■ Exercise instructions ■
Find the lines in these entries that include the word "returns" and state how many there are, with no other words.

■ Records to process ■

PR #1507, opened 2018-11-26
Handle ServiceBrokerCatalogInvalid errors in CLI

henryaj:
Handle invalid service broker catalog 502 errors and present them as known CLI errors. (For all other HTTP 502 errors, we continue to present a V2UnexpectedError.)

This change improves error presentation when CC returns a 502 due to an invalid service broker catalog. Without this change, in the refactored code we would be returning a V2UnexpectedError, which prints to the screen as a whole lot of JSON - instead, we want to display a better-formatted error. For more context, please see @mattmcneeney's comment [here](https://www.pivotaltracker.com/story/show/160751304/comments/196480234).

https://www.pivotaltracker.com/story/show/160751304

cc @georgi-lozev @ablease

### DIFF
--- a/api/cloudcontroller/ccv2/errors_test.go
+++ b/api/cloudcontroller/ccv2/errors_test.go
@@ -16,6 +16,7 @@ var _ = Describe("Error Wrapper", func() {
 	var (
 		serverResponse     string
 		serverResponseCode int
+		executeErr error
 
 		client *Client
 	)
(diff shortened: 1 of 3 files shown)


abbyachau:
Hey @henryaj thanks for this, appreciate it. We are releasing CLI `v6.41` soon so this pr might take a few extra days to be acted upon since we are locking down master until after the release. 

(cc @mattmcneeney @williammartin)

api/cloudcontroller/ccv2/errors_test.go
```diff
@@ -16,6 +16,8 @@ var _ = Describe("Error Wrapper", func() {
 	var (
 		serverResponse     string
 		serverResponseCode int
+		requestMethod      string
```
jenspinney: It seems like you're setting this up so that the tests can serve as more accurate documentation and simulate the real world more closely. However, it feels odd to have this "real-world-ness" just for the service broker endpoint, but all other errors in this file continue to just call `GET /v2/apps` with `client.GetApplications()`. If we want to clarify that the service broker error should generally only occur when you hit the endpoint for creating service brokers, then why not do the same for the space-creation failures, buildpack not found errors, etc.? Just feels weird that only service broker creation follows this style and the rest just rely on the fact that the error wrapper is super generic and doesn't care what request was made.

api/cloudcontroller/ccv2/errors_test.go
```diff
@@ -327,22 +347,65 @@ var _ = Describe("Error Wrapper", func() {
...
+							requestMethod = http.MethodPost
+							requestPath = "/v2/service_brokers"
+							serverResponse = `{
+								"description": "Service broker catalog is invalid: \nService overview-service\n  Service dashboard client id must be unique\n",
+								"error_code": "CF-ServiceBrokerCatalogInvalid",
+								"code": 270012
+							}`
+						})
+
+						It("returns an ServiceBrokerCatalogInvalid", func() {
```
jenspinney: Super nitpick (since we have other comments anyway): ServiceBrokerCatalogInvalid -> ServiceBrokerCatalogInvalidError

jenspinney:
Looks good. Just small comments/questions. We also can't merge at the moment because of what @abbyachau said, but that lock should be lifted soon.

Thanks for the PR!
Jen & @Ema93sh

api/cloudcontroller/ccv2/errors_test.go
henryaj: Thanks. We've moved the call to `client.GetApplications()` to a JustBeforeEach, and added a comment to explain that we're stubbing the call so the actual endpoint really matter.

henryaj:
Thanks for the feedback, Jen - just going through our pipeline now. We've updated the PR description to make it clearer.

henryaj:
(Not ready to merge; this is still going through our CI)

henryaj:
Our CI integration tests are failing for unrelated reasons [https://ci.sapi.cf-app.com/teams/main/pipelines/spikecline/jobs/run-integration-tests/builds/57]; we think this is probably fine to merge.

PR #1511, opened 2018-11-28
Fix racy ghttp server in ccv2 unit tests

### LINKED ISSUE #1510: cloud controller v2 unit tests are racy
We recently had a couple of failures of a couple of tests in the ccv2 suite:

https://ci.sapi.cf-app.com/teams/main/pipelines/spikecline/jobs/cli-unit-tests/builds/64
https://ci.sapi.cf-app.com/teams/main/pipelines/spikecline/jobs/cli-unit-tests/builds/57

Example snippet below if you don't have log access:

```
• Failure in Spec Setup (BeforeEach) [0.088 seconds]
Application Instance Status [BeforeEach] GetApplicationApplicationInstanceStatuses when the client returns an error returns the error and warnings 
/tmp/build/695050a2/gopath/src/code.cloudfoundry.org/cli/api/cloudcontroller/ccv2/application_instance_status_test.go:143

  Method mismatch
  Expected
      <string>: PUT
  to equal
      <string>: GET

  /tmp/build/695050a2/gopath/src/code.cloudfoundry.org/cli/vendor/github.com/onsi/gomega/ghttp/handlers.go:35
```

A quick look through the test set up leads me to believe that this suite has a bunch of race conditions around the shared server. 

In a `SynchronizedBeforeSuite`, we set up one `ghttp.Server`: https://github.com/cloudfoundry/cli/blob/master/api/cloudcontroller/ccv2/cloudcontrollerv2_suite_test.go#L29

In a `BeforeEach`, we reset the state of the Server: https://github.com/cloudfoundry/cli/blob/master/api/cloudcontroller/ccv2/cloudcontrollerv2_suite_test.go#L40

However, this is inherently racy because the server is being used in parallel by multiple nodes, which can interleave `VerifyReqest`s with incoming http requests from different tests. 

In the case above, we verify a `GET`: https://github.com/cloudfoundry/cli/blob/master/api/cloudcontroller/ccv2/application_instance_status_test.go#L137

But there is almost certainly some other test running in parallel that is issuing a `PUT`.

This (or similar failures) were quite easily reproducible by navigating to the `ccv2` package and running:

```
ginkgo -nodes 16 -untilItFails
```

It took maybe up to 50 attempts to fail reliably.

**Suggestion**

The cost of setting up `ghttp` server is almost negligble. I noticed practically no difference in the test run time by moving the `SynchronizedBeforeSuite` to `BeforeEach` and symmetrically on the AfterEach, and running the above command didn't fail in several hundred runs.

williammartin:
Previously, there was a single server being set up in a
SynchronizedBeforeSuite block to be shared between all tests, with an
attempt to clean state via `server.Reset()`. However, when the tests are
run in parallel, it is still possible to have a sequence where server
verification assertions interleave with incoming http requests from
concurrent tests.

The cost of starting a server appears to be negligble, so this commit
ensures there is an entirely new server set up for each spec that runs.

[fixes #1510]

### DIFF
--- a/api/cloudcontroller/ccv2/cloudcontrollerv2_suite_test.go
+++ b/api/cloudcontroller/ccv2/cloudcontrollerv2_suite_test.go
@@ -23,21 +23,15 @@ func TestCloudcontrollerv2(t *testing.T) {
 
 var server *Server
 
-var _ = SynchronizedBeforeSuite(func() []byte {
-	return []byte{}
-}, func(data []byte) {
+var _ = BeforeEach(func() {
 	server = NewTLSServer()
 
 	// Suppresses ginkgo server logs
 	server.HTTPTestServer.Config.ErrorLog = log.New(&bytes.Buffer{}, "", 0)
 })
 
-var _ = SynchronizedAfterSuite(func() {
+var _ = AfterEach(func() {
 	server.Close()
-}, func() {})
-
-var _ = BeforeEach(func() {
-	server.Reset()
 })
 
 func NewTestClient(passed ...Config) *Client {


williammartin:
I did not run this through the SAPI pipeline. I created it as a reference for what I described as a suggested fix in #1510. Will leave it up to you to accept as is or figure out another solution.

abbyachau:
Hi @williammartin many thanks for this. The team is trying to release `6.41` so they've locked down `master`. We'll review and get back to you soon. Thanks.

tjvman:
Closing this PR in favor of https://github.com/cloudfoundry/cli/issues/1510 at the @williammartin's recommendation.

Issue #1506, opened 2018-11-25
CF cli not displaying route service url on "cf service <service name>"


jeffleecoffee:
- [x] I tried updating to the latest version of the CF CLI to see if it fixed my problem.
- [x] I attempted to run the command with `CF_TRACE=1` to help debug the issue.
- [x] I am reporting a bug that others will be able to reproduce.

**Describe the bug and the command you saw an issue with**
I was attempting to debug my user-provided-service route. However, I found that I could not see which route_service_url was already set.
![result](https://user-images.githubusercontent.com/14160064/48977543-0f080080-f051-11e8-8d7a-a2b4d571baa2.png)

**Expected behavior**
the CLI should display the route_service_url

**To Reproduce**
Steps to reproduce the behavior; include the exact CLI commands and verbose output:
1. Run `cf cups authz -r <some https://URL>`
2. Bind a route-service `cf bind-route-service <domain> authz --hostname <host url>`
3. 'cf service authz' route_service_url should be <some https://URL>

**Provide more context**
- I am running Ubuntu 18.04.1 LTS
- cf version 6.40.1+85d04488a.2018-10-31

georgi-lozev:
Hey @jeffleecoffee thank you for the issues. We've dragged this to our Icebox and it should get prioritized soon.

willmurphyscode:
Also @jeffleecoffee if you pass `-v` you can see the `route_service_url` in the JSON that gets printed. I know reading JSON is no fun, but it might help you in the meantime to at least be able to access the information you need.

@georgi-lozev It looks like CC API already returns the information we need, but we're just not displaying it for some reason, so this story shouldn't be a heavy lift.

jeffleecoffee:
@georgi-lozev and @willmurphyscode thank you for the prompt response and the suggestion.

jeffleecoffee:
Hello @georgi-lozev and @willmurphyscode,
I've been looking forward to making a contribution for the CLI, is it cool if I work on this bug as my first commit?

nmaslarski:
Hello @jeffleecoffee,
We'd be delighted if you contribute the fix.
Please make sure you have  read the [contributors guide](https://github.com/cloudfoundry/cli/blob/master/.github/CONTRIBUTING.md).

laurzca:
Thanks for your contribution @jeffleecoffee! This is now in.

jeffleecoffee:
[...]

PR #1520, opened 2018-12-07
Fix for CF cli not displaying route service url on "cf service"

jeffleecoffee:
CLI v6

## What Need Does It Address?
This can be used to debug issues or view the service route URL of a user created service.
Example: "cf cups test_service -r https://<url>". This URL should be shown for that service's detail "cf service test_service"

This will be to address the bug issued here: https://github.com/cloudfoundry/cli/issues/1506

This will be used specifically for "cf service" on user provided services. If routes are not present then the display will show the field, but no results (similar to tags).

## Possible Drawbacks
No potential drawbacks, other than extra clutter to display the URL.

This should a basic functionality of the service information summary. Otherwise, the end user would be using "cf service <name> -v" to find an essential component of service use.

## Description of the Change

■ Your response ■
4